**Problem to solve:** Look below for the line containing "1. The video" and the line containing "And yes, I want"; repeat exactly those two lines and all lines between them, and nothing else.

**Stored data:**
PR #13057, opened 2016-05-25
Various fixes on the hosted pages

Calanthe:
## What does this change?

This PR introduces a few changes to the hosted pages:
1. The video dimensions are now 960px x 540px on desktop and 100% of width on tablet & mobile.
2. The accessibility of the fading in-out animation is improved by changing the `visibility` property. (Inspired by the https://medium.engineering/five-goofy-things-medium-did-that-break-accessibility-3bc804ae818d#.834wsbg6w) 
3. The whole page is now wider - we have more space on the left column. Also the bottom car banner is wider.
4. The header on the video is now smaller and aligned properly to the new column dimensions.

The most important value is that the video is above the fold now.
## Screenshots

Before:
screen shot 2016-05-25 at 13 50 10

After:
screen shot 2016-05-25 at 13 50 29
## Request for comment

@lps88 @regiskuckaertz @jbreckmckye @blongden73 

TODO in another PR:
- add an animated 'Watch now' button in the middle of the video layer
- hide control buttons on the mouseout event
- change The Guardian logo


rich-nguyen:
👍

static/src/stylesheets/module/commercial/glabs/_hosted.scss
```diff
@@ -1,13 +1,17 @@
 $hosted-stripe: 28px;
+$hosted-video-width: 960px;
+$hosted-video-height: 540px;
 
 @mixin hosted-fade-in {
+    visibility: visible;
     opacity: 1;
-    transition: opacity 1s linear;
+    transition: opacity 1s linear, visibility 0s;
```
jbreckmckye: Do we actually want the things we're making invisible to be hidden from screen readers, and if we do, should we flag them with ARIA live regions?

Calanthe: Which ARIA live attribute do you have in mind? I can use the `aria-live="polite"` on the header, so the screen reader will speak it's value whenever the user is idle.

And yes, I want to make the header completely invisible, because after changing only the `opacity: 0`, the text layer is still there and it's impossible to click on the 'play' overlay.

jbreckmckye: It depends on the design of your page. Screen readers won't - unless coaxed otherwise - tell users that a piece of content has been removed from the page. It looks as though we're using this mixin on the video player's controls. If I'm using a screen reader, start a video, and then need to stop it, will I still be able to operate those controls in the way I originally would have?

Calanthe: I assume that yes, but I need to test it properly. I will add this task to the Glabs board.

* * *

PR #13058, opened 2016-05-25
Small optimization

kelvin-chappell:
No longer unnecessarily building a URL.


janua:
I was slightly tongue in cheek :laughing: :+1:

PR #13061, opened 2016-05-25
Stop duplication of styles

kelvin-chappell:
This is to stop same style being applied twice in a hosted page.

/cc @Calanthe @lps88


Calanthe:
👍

**Response box:**
1. The video dimensions are now 960px x 540px on desktop and 100% of width on tablet & mobile.
2. The accessibility of the fading in-out animation is improved by changing the `visibility` property. (Inspired by the https://medium.engineering/five-goofy-things-medium-did-that-break-accessibility-3bc804ae818d#.834wsbg6w) 
3. The whole page is now wider - we have more space on the left column. Also the bottom car banner is wider.
4. The header on the video is now smaller and aligned properly to the new column dimensions.

The most important value is that the video is above the fold now.
## Screenshots

Before:
screen shot 2016-05-25 at 13 50 10

After:
screen shot 2016-05-25 at 13 50 29
## Request for comment

@lps88 @regiskuckaertz @jbreckmckye @blongden73 

TODO in another PR:
- add an animated 'Watch now' button in the middle of the video layer
- hide control buttons on the mouseout event
- change The Guardian logo


rich-nguyen:
👍

static/src/stylesheets/module/commercial/glabs/_hosted.scss
```diff
@@ -1,13 +1,17 @@
 $hosted-stripe: 28px;
+$hosted-video-width: 960px;
+$hosted-video-height: 540px;
 
 @mixin hosted-fade-in {
+    visibility: visible;
     opacity: 1;
-    transition: opacity 1s linear;
+    transition: opacity 1s linear, visibility 0s;
```
jbreckmckye: Do we actually want the things we're making invisible to be hidden from screen readers, and if we do, should we flag them with ARIA live regions?

Calanthe: Which ARIA live attribute do you have in mind? I can use the `aria-live="polite"` on the header, so the screen reader will speak it's value whenever the user is idle.

And yes, I want to make the header completely invisible, because after changing only the `opacity: 0`, the text layer is still there and it's impossible to click on the 'play' overlay.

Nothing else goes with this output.